Sage-Bionetworks / synapser

An R package providing programmatic access to Synapse
Apache License 2.0
32 stars 22 forks source link

Numeric NA values read in as -2147483648 on Windows #324

Open jalavery opened 1 year ago

jalavery commented 1 year ago

Operating system

Windows 10

Description of the problem

When reading in data, numeric variables that have NA values are not read in as NA but are instead read in as -2147483648

Expected behavior

Columns are numeric, with missing values coded as NA

Actual behavior

No errors, warnings, or messages. Columns are numeric, but missing values are coded as -2147483648

Output of sessionInfo()

R version 4.1.2 (2021-11-01) Platform: x86_64-w64-mingw32/x64 (64-bit) Running under: Windows 10 x64 (build 19045)

Matrix products: default

locale: [1] LC_COLLATE=English_United States.1252 LC_CTYPE=English_United States.1252
[3] LC_MONETARY=English_United States.1252 LC_NUMERIC=C
[5] LC_TIME=English_United States.1252

attached base packages: [1] stats graphics grDevices utils datasets methods base

other attached packages: [1] synapser_1.0.0

loaded via a namespace (and not attached): [1] Rcpp_1.0.9 pillar_1.8.1 compiler_4.1.2 plyr_1.8.8 tools_4.1.2 digest_0.6.30
[7] jsonlite_1.8.4 evaluate_0.20 lifecycle_1.0.3 tibble_3.1.8 lattice_0.20-45 pkgconfig_2.0.3 [13] png_0.1-8 rlang_1.1.1 Matrix_1.5-3 cli_3.4.1 rstudioapi_0.14 yaml_2.3.7
[19] xfun_0.37 fastmap_1.1.0 withr_2.5.0 dplyr_1.1.0 knitr_1.42 generics_0.1.3
[25] vctrs_0.6.3 rprojroot_2.0.3 grid_4.1.2 tidyselect_1.2.0 reticulate_1.28 glue_1.6.2
[31] here_1.0.1 R6_2.5.1 fansi_1.0.4 rmarkdown_2.23 magrittr_2.0.3 codetools_0.2-18 [37] htmltools_0.5.3 utf8_1.2.3 rjson_0.2.21

Test code from meeting with @thomasyu888 today

# pull code other than as.data.frame()
test1 <- synTableQuery(sprintf("SELECT * FROM %s", paste0("syn21446700", ".", synGet("syn21446700")$properties$versionNumber - 1)))

View(as.data.frame(test1))

View(test1$asDataFrame())

# look at where file was temporarily saved
test1$filepath

# schema is NULL
test1$schema

# hybrid_death_int is recorded as an integer
test1$headers

# CsvFileTable is correct
class(test1)

# with read.csv it's read in correctly
test2 <- read.csv("c:/users/laveryj/.synapsecache/284/129372284/synapse_table_query_129372284.csv")

# with pandas read csv it's also read in correctly
library(reticulate)
pd <- reticulate::import("pandas")
test3 <- pd$read_csv("c:/users/laveryj/.synapsecache/284/129372284/synapse_table_query_129372284.csv")

# this is the problem - for some reason there is an issue converting to df
test1$asDataFrame() %>% select(contains("hybrid_death")) %>% view()

# no issues - numeric correctly NA
test4 <- read.csv("c:/users/laveryj/.synapsecache/284/129372284/synapse_table_query_129372284.csv",
                  encoding = "UTF-8",
                  stringsAsFactors = FALSE,
                  check.names = FALSE,
                  na.strings = c(""),
                  colClasses = "character")
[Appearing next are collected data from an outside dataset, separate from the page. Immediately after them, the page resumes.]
PR #55, opened 2020-01-18
Support source creation from consent, remove kit password

### LINKED ISSUE #27: Determine and implement correct submission path for consent forms
~~age_range IS used to decide which consent text to return--and we didn't implement that logic in the api yaml OR the python implementation~~

Consent endpoint returns a form, and embedded in that form is the age range question, when then determines what div fields of the consent text are shown--so we are good on employing consent to figure out what to show.  

What is unclear now is where the consent form results should be sent and how ... do we set the form's submit url to send results to the create source api endpoint but change that endpoint to expect non-json input (e.g., openapi3 supports the `multipart/form-data` media type)?  Or do we do ... something else?  Right now consent form submissions don't go anywhere meaningful, AFAIK, so *some* change is necessary.

AmandaBirmingham:
Fixes #27, moving the consent endpoint under account and adding a post to enable creation of a human source from a submitted consent form.  

Unfortunately, those who live by the shiny new supporting library also die by the shiny new supporting library: although the openapi3 specs support allowing different media types to be passed into a single endpoint (which would have allowed us to add creating a human source from consent form data as another aspect of the /accounts/{account_id}/sources POST that already can take in json data), *`connexion`* doesn't currently implement the "multiple media types per endpoint" aspect of openapi3 (https://github.com/zalando/connexion/issues/655, https://github.com/zalando/connexion/issues/805 ).  Therefore it was necessary to kludge a little.  The new /accounts/{account_id}/consent endpoint has a GET that gets consent form html as well as, now, a **POST** that creates a human source from a submitted consent form (using ONLY the form data media type).  I am open to suggestions for better ways to do this. 

Because @dhakim87 has ongoing work on `source.py`, I can't carry through the full implementation of creating a source from the consent form, but I have verified I can parse the incoming data and toss it over to the existing `create_source` call.  ~~Note that, for some reason I can't fathom, connexion sends *all* form field values to the back end as lists, regardless of the input element type ... e.g.,~~

~~`{'age_range': ['7-12'], 'consent_child': ['Yes'], 'participant_name': ['a'], 'participant_email': ['b@c.com'], 'consent_witness': ['Yes'], 'obtainer_name': ['Me'], 'consent_parent': ['Yes'], 'parent_1_name': ['b'], 'parent_2_name': ['c'], 'deceased_parent': ['true']}`~~

~~... Given this, the main thing I do with the form data is ensure each of these lists is really just a single value and then dig it out to make, e.g.,~~

~~`{'age_range': '7-12', 'consent_child': 'Yes', 'participant_name': 'a', 'participant_email': 'b@c.com', 'consent_witness': 'Yes', 'obtainer_name': 'Me', 'consent_parent': 'Yes', 'parent_1_name': 'b', 'parent_2_name': 'c', 'deceased_parent': 'true'}`~~

 ~~... which is what I thought we should get anyway ...~~

This PR also fixes #27, removing use of kit_password from the yaml api, `implementation.py`, and `kit_repo.py`.

### DIFF
--- a/microsetta_private_api/api/implementation.py
+++ b/microsetta_private_api/api/implementation.py
@@ -288,13 +288,31 @@ def read_kit(kit_name):
         return jsonify(kit.to_api()), 200
 
 
-def consent_doc():
+def render_consent_doc(account_id):
     # return render_template("new_participant.jinja2",
     #                        message=MockJinja("message"),
     #                        media_locale=MockJinja("media_locale"),
     #                        tl=MockJinja("tl"))
 
+    # NB: Do NOT need to explicitly pass account_id into template for integration into form submission URL
+    # because form submit URL builds on the base of the URL that called it (which includes account_id)
     return render_template("new_participant.jinja2",
                            message=None,
                            media_locale=american_gut.media_locale,
                            tl=american_gut._NEW_PARTICIPANT)
+
+
+def create_human_source_from_consent(account_id, body):
+    parsed_form = dict()
+    for key, value in body.items():
+        if len(value) != 1:
+            raise ValueError("For form field '{0}', received unexpected values '{1}'".format(key, value))
+        parsed_form[key] = value[0]
+
+    # TODO: boolean deceased_parent will come through as
+    #  'deceased_parent': 'true'
+    # and will need to be converted to a boolean True ...
+    # think this should probably happen in source.HumanInfo.__init__
+
+    # NB: Don't expect to handle errors 404, 422 in this function; expect to farm out to `create_source`
+    return create_source(account_id, parsed_form)
--- a/microsetta_private_api/api/implementation.py
+++ b/microsetta_private_api/api/implementation.py
@@ -278,11 +278,11 @@ def dissociate_answered_survey(account_id, source_id, sample_id, survey_id):
     return not_yet_implemented()
 
 
-def read_kit(kit_name, kit_password):
+def read_kit(kit_name):
     with Transaction() as t:
         kit_repo = KitRepo(t)
-        # TODO: Ensure this name and password are what the repo layer expects
-        kit = kit_repo.get_kit(kit_name, kit_password)
+        # TODO: Ensure this name is what the repo layer expects
+        kit = kit_repo.get_kit(kit_name)
         if kit is None:
             return jsonify(error=404, text="No such kit"), 404
         return jsonify(kit.to_api()), 200
--- a/microsetta_private_api/api/implementation.py
+++ b/microsetta_private_api/api/implementation.py
@@ -294,8 +294,9 @@ def render_consent_doc(account_id):
     #                        media_locale=MockJinja("media_locale"),
     #                        tl=MockJinja("tl"))
 
-    # NB: Do NOT need to explicitly pass account_id into template for integration into form submission URL
-    # because form submit URL builds on the base of the URL that called it (which includes account_id)
+    # NB: Do NOT need to explicitly pass account_id into template for
+    # integration into form submission URL because form submit URL builds on the
+    # base of the URL that called it (which includes account_id)
     return render_template("new_participant.jinja2",
                            message=None,
                            media_locale=american_gut.media_locale,
@@ -306,7 +307,8 @@ def create_human_source_from_consent(account_id, body):
     parsed_form = dict()
     for key, value in body.items():
         if len(value) != 1:
-            raise ValueError("For form field '{0}', received unexpected values '{1}'".format(key, value))
+            raise ValueError("For form field '{0}', received unexpected values "
+                             "'{1}'".format(key, value))
         parsed_form[key] = value[0]
 
     # TODO: boolean deceased_parent will come through as
@@ -314,5 +316,6 @@ def create_human_source_from_consent(account_id, body):
     # and will need to be converted to a boolean True ...
     # think this should probably happen in source.HumanInfo.__init__
 
-    # NB: Don't expect to handle errors 404, 422 in this function; expect to farm out to `create_source`
+    # NB: Don't expect to handle errors 404, 422 in this function; expect to
+    # farm out to `create_source`
     return create_source(account_id, parsed_form)
--- a/microsetta_private_api/api/implementation.py
+++ b/microsetta_private_api/api/implementation.py
@@ -303,19 +303,12 @@ def render_consent_doc(account_id):
                            tl=american_gut._NEW_PARTICIPANT)
 
 
+# This function simply passes its arguments on to the create_source function;
+# however, it is necessary because connexion will not allow two endpoints to
+# use the same implementation function (it throws an error
+# "AssertionError: View function mapping is overwriting an existing endpoint
+# function")
 def create_human_source_from_consent(account_id, body):
-    parsed_form = dict()
-    for key, value in body.items():
-        if len(value) != 1:
-            raise ValueError("For form field '{0}', received unexpected values"
-                             " '{1}'".format(key, value))
-        parsed_form[key] = value[0]
-
-    # TODO: boolean deceased_parent will come through as
-    #  'deceased_parent': 'true'
-    # and will need to be converted to a boolean True ...
-    # think this should probably happen in source.HumanInfo.__init__
-
     # NB: Don't expect to handle errors 404, 422 in this function; expect to
     # farm out to `create_source`
-    return create_source(account_id, parsed_form)
+    return create_source(account_id, body)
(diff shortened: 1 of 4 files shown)


microsetta_private_api/api/implementation.py
```diff
@@ -278,23 +278,44 @@ def dissociate_answered_survey(account_id, source_id, sample_id, survey_id):
     return not_yet_implemented()
 
 
-def read_kit(kit_name, kit_password):
+def read_kit(kit_name):
     with Transaction() as t:
```
dhakim87: Hmm...  I know we aren't going to have kit_password in the future, but does this break migration for existing users?  Are our existing kit_name's secure enough to allow everyone to login by kit_name alone until they first register an account with us?  I wonder if we need a flag in the db for old_kit or new_kit to enable this...

microsetta_private_api/api/microsetta_private_api.yaml
```diff
@@ -103,6 +97,97 @@ paths:
...
+        content:
+          application/x-www-form-urlencoded:
+            schema:
+              properties:  # each is a form field name
+                age_range:
+                  type: array
+                  items:
+                    $ref: '#/components/schemas/age_range'
+                participant_name:
+                  type: array
```
dhakim87: Well I think I know why all your form encoded variables are coming in as lists 😀

microsetta_private_api/api/implementation.py
```diff
@@ -278,23 +278,44 @@ def dissociate_answered_survey(account_id, source_id, sample_id, survey_id):
...
     return render_template("new_participant.jinja2",
                            message=None,
                            media_locale=american_gut.media_locale,
                            tl=american_gut._NEW_PARTICIPANT)
+
+
+def create_human_source_from_consent(account_id, body):
+    parsed_form = dict()
+    for key, value in body.items():
+        if len(value) != 1:
```
dhakim87: This is silly 😛

microsetta_private_api/api/microsetta_private_api.yaml
```diff
@@ -103,6 +97,97 @@ paths:
...
+                  items:
+                    $ref: '#/components/schemas/participant_name'
+                participant_email:
+                  type: array
```
dhakim87: Array?

microsetta_private_api/api/microsetta_private_api.yaml
```diff
@@ -131,7 +216,7 @@ paths:
                   consent:
                     participant_name: "Ophelia Q. Doe"
                     participant_email: "nunnery@example.com"
-                    age_range: "18+"
+                    age_range: "18-plus"
```
dhakim87: Wait what the... 
Okay so apparently age_range can be any of [None, "", "0-6", "13-17", "18+", "7-12", "18-plus", "ANIMAL_SURVEY"].  I strongly vote we take this back to 18+ and restrict this enum in my migration scripts

microsetta_private_api/api/microsetta_private_api.yaml
```diff
@@ -978,6 +1030,29 @@ components:
...
+    participant_name:
+      type: string
+      example: "Hija Doe"
+    participant_email:
+      type: string
+      format: email
+      example: "mdoe@example.com"
+    age_range:
+      type: string
+      enum: ["0-6", "7-12", "13-17", "18-plus"]
```
dhakim87: "18-plus" or "18+" ???  I need this for my migration scripts

microsetta_private_api/templates/new_participant.jinja2
```diff
@@ -185,7 +185,7 @@
     <table>
         <tr><td>{{ tl['PARTICIPANT_PARENT_1'] |e}}</td><td><input tabindex="7" type="text" name="parent_1_name" id="7-12-form_parent_1_name" required data-rule-required="true"></td></tr>
         <tr><td>{{ tl['PARTICIPANT_PARENT_2'] |e}}</td><td><input tabindex="8" type="text" name="parent_2_name" id="7-12-form_parent_2_name" required data-rule-required="true"></td></tr>
-        <tr><td>{{ tl['PARTICIPANT_DECEASED_PARENTS'] |e}}</td><td><input  tabindex="9" type="checkbox" name="deceased_parent" id="deceased_parent" value="yes" onclick="relax_parents(this)"></td></tr>
+        <tr><td>{{ tl['PARTICIPANT_DECEASED_PARENTS'] |e}}</td><td><input  tabindex="9" type="checkbox" name="deceased_parent" id="deceased_parent" value="true" onclick="relax_parents(this)"></td></tr>
```
dhakim87: Honestly this is probably more a problem in the existing database than on this change... the deceased_parent column is a varchar(10) rather than a bool.  Do I need to change that in the migration?

microsetta_private_api/api/microsetta_private_api.yaml
AmandaBirmingham: No, I'm afraid you have the cause and effect reversed! :) That is not *why* they are coming in as lists--because they DO come in as lists from the form submit, they must be defined as lists in the api or else you get API validation errors (e.g., if you try to define them as single values in the API).  For example, when you submit the form, you get an error like `validation error: ['0-6'] is not of type 'string' - 'age_range'` unless you define age_range as an array in the API.

microsetta_private_api/api/microsetta_private_api.yaml
AmandaBirmingham: "18-plus" is the form value that is currently produced by the `new_participant.jinja2` template, and "18-plus" is also the value stored in the ag.ag_consent.age_range field (at least, in the test database), so I changed the yaml to match the rest of the ecosystem :) What necessitates changing over to "18+"?

microsetta_private_api/api/implementation.py
AmandaBirmingham: My understanding was that the decision had been made to take this out, so if that is being rethought, I gotta kick this one to @wasade  ....

microsetta_private_api/api/microsetta_private_api.yaml
AmandaBirmingham: @dhakim87 see above comment :)

microsetta_private_api/api/microsetta_private_api.yaml
AmandaBirmingham: See above :)

microsetta_private_api/api/implementation.py
AmandaBirmingham: More clarity here, please?

microsetta_private_api/templates/new_participant.jinja2
AmandaBirmingham: Yeah ... in the existing test agp db, the deceased_parent column is holding a terrifying mixture of "No", "false", "true", "yes" (note lack of capitalization), and null.  I can change this back to "yes" and we can treat it as an enum if this would make the db migration easier?

microsetta_private_api/api/microsetta_private_api.yaml
AmandaBirmingham: PS--I should perhaps clarify that the "coming back as lists" problem is handling somewhere in the under-the-hood handling on the flask/connexion side (but I don't know where).  What comes through in the POST request is something that looks like this:

`curl -X POST "http://localhost:8082/api/accounts/aaaaaaaa-bbbb-cccc-dddd-eeeeffffffff/consent" -H "accept: application/json" -H "Content-Type: application/x-www-form-urlencoded" -d "age_range=0-6&deceased_parent=true&obtainer_name=Professor%20X&parent_1_name=Madre%20Doe&parent_2_name=Padre%20Doe&participant_email=mdoe%40example.com&participant_name=Hija%20Doe"`

... which includes no list indicators.  However, sometime after the server receives this but *before* code drops into the actual handler that we write (in `implementation.py`), flask or connexion or some other library involved in the process interprets these as lists ... which then causes the connexion api validation (again, happening even before reaching our handler code) to fail.

microsetta_private_api/api/microsetta_private_api.yaml
dhakim87: You're right, there is exactly one instance of 18+ and 7470 instances of 18-plus, and that single 18+ is mr bobobobobobo.  So 18-plus it is.

AmandaBirmingham:
@dhakim87 , think we need an update on what is required before this PR can be approved.  AFAIK, the form field lists issue is fixed (thanks again :) and the 18+ vs 18-plus question has been resolved (in a way that doesn't require changes to this PR).  The two remaining issues I see are:

1) Are we really taking out kit_password or no? I think we are still waiting for feedback from @wasade  on this?
2) How should deceased_parent be represented? My current bid is to change it from a bool to an enum (so we can still load the existing freaky values but users can't make up new ones). Let me know if this works for you or if you want a different solution ...

microsetta_private_api/templates/new_participant.jinja2
dhakim87: Leave it as true, I'll fix this in the migration scripts and change the column to a boolean.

test4 %>% select(contains("hybrid_death")) %>% view()

# these have correct NA
as.integer(test4$hybrid_death_int)
as.numeric(test4$hybrid_death_int)

# reproduces the error
test5 <- synapser::as.data.frame(test1)

test5 %>% select(contains("hybrid_death")) %>% view()

# this doesn't replicate the error, NAs are correct
# sourced functions from: https://github.com/Sage-Bionetworks/synapser/blob/8b2d310ca11c56d2514fb8d719edeb2a1cecc475/R/table.R#L120-L131
test6 <- .readCsvBasedOnSchema(test1)

test6 %>% select(contains("hybrid_death")) %>% view()
thomasyu888 commented 1 year ago

Thanks for creating this, we haven't been able to get around to this internally, but we will hopefully get to it soon.